EXTRACTED RECORDS START

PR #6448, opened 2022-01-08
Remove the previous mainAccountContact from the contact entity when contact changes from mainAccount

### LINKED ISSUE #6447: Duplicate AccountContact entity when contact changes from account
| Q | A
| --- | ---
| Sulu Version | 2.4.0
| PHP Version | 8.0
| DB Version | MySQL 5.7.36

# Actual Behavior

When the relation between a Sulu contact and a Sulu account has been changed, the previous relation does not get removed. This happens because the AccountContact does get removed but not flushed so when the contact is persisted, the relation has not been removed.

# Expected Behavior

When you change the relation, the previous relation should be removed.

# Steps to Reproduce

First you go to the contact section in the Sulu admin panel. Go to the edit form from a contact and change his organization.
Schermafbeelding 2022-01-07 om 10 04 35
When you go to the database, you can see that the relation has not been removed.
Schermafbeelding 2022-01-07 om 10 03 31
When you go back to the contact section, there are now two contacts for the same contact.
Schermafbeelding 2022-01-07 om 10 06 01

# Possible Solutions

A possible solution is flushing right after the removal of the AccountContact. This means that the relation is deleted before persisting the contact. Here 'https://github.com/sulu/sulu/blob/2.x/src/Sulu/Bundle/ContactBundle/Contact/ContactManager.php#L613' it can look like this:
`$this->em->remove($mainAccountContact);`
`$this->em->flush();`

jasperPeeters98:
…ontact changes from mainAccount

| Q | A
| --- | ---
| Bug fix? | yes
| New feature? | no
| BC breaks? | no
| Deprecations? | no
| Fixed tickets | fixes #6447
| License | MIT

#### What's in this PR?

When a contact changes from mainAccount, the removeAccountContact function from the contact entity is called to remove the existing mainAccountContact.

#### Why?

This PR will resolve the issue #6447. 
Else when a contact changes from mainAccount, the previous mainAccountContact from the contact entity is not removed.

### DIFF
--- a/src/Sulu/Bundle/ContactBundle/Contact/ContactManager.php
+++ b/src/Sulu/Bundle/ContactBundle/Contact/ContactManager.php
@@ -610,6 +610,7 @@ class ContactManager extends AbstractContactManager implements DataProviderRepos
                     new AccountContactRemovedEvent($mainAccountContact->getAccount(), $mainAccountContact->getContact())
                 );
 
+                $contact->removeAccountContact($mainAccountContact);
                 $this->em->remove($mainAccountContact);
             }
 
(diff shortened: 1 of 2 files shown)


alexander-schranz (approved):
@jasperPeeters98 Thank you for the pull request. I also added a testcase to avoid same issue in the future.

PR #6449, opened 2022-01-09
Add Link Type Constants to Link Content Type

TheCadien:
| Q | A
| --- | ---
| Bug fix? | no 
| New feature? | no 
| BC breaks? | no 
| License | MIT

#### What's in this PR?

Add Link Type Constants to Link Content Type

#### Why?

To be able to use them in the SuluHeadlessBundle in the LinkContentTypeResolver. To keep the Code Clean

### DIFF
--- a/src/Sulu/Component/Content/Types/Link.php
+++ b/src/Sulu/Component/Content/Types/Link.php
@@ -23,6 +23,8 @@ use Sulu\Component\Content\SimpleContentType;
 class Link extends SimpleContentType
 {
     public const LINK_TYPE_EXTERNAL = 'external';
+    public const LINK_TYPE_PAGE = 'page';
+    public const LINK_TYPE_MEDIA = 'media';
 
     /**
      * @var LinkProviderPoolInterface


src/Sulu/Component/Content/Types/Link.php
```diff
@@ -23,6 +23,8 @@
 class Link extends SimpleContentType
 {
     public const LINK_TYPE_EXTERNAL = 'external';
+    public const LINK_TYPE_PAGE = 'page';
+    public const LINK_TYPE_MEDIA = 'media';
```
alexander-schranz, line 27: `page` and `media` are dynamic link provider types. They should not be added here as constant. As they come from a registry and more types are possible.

EXTRACTED RECORDS END

■ WORK TASK:
Please retype the top of the data exactly, down to and including the line that holds "This PR will resolve the issue #6447.", and nothing further.

■ YOUR SOLUTION:
PR #6448, opened 2022-01-08
Remove the previous mainAccountContact from the contact entity when contact changes from mainAccount

### LINKED ISSUE #6447: Duplicate AccountContact entity when contact changes from account
| Q | A
| --- | ---
| Sulu Version | 2.4.0
| PHP Version | 8.0
| DB Version | MySQL 5.7.36

# Actual Behavior

When the relation between a Sulu contact and a Sulu account has been changed, the previous relation does not get removed. This happens because the AccountContact does get removed but not flushed so when the contact is persisted, the relation has not been removed.

# Expected Behavior

When you change the relation, the previous relation should be removed.

# Steps to Reproduce

First you go to the contact section in the Sulu admin panel. Go to the edit form from a contact and change his organization.
Schermafbeelding 2022-01-07 om 10 04 35
When you go to the database, you can see that the relation has not been removed.
Schermafbeelding 2022-01-07 om 10 03 31
When you go back to the contact section, there are now two contacts for the same contact.
Schermafbeelding 2022-01-07 om 10 06 01

# Possible Solutions

A possible solution is flushing right after the removal of the AccountContact. This means that the relation is deleted before persisting the contact. Here 'https://github.com/sulu/sulu/blob/2.x/src/Sulu/Bundle/ContactBundle/Contact/ContactManager.php#L613' it can look like this:
`$this->em->remove($mainAccountContact);`
`$this->em->flush();`

jasperPeeters98:
…ontact changes from mainAccount

| Q | A
| --- | ---
| Bug fix? | yes
| New feature? | no
| BC breaks? | no
| Deprecations? | no
| Fixed tickets | fixes #6447
| License | MIT

#### What's in this PR?

When a contact changes from mainAccount, the removeAccountContact function from the contact entity is called to remove the existing mainAccountContact.

#### Why?

This PR will resolve the issue #6447. 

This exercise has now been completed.